PROBLEM STATEMENT
Please return the lines of the data that contain "opened".
════════
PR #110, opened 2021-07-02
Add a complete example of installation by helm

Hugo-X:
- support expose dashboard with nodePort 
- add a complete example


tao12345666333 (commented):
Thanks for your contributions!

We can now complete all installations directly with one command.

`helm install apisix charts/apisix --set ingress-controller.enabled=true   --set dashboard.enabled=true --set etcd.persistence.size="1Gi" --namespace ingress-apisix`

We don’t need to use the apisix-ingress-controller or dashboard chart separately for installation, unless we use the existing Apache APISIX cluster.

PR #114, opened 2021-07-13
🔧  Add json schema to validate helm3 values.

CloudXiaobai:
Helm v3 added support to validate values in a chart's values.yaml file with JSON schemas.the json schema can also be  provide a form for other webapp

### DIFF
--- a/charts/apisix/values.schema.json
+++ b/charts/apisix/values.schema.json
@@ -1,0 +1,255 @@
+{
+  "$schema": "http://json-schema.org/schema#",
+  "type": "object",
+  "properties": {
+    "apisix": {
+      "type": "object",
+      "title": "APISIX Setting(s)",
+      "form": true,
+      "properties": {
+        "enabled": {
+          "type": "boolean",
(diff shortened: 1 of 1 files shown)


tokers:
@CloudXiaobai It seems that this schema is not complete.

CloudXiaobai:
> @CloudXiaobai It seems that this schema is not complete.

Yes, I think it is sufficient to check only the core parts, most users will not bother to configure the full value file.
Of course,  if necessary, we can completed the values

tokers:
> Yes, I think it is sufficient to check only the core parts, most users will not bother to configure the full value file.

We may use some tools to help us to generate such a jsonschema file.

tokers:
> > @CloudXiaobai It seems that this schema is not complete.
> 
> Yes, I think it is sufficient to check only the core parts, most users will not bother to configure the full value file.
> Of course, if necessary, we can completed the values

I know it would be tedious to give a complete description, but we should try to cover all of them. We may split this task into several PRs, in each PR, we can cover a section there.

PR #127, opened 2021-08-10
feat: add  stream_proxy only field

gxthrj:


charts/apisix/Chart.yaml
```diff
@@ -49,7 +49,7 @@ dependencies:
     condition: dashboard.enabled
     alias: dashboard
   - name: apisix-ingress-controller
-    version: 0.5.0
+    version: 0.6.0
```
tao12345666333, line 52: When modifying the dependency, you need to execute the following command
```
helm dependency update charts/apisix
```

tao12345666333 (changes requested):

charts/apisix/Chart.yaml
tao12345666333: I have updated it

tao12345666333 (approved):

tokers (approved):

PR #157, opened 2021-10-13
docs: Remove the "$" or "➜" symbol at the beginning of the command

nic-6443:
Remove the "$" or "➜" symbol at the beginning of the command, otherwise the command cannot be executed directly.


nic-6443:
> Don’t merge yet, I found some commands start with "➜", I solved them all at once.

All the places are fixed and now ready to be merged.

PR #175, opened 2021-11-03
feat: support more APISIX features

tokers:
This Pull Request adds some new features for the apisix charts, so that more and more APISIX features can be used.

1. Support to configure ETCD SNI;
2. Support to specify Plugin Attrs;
════════
ANSWER
PR #110, opened 2021-07-02
PR #114, opened 2021-07-13
PR #127, opened 2021-08-10
PR #157, opened 2021-10-13
PR #175, opened 2021-11-03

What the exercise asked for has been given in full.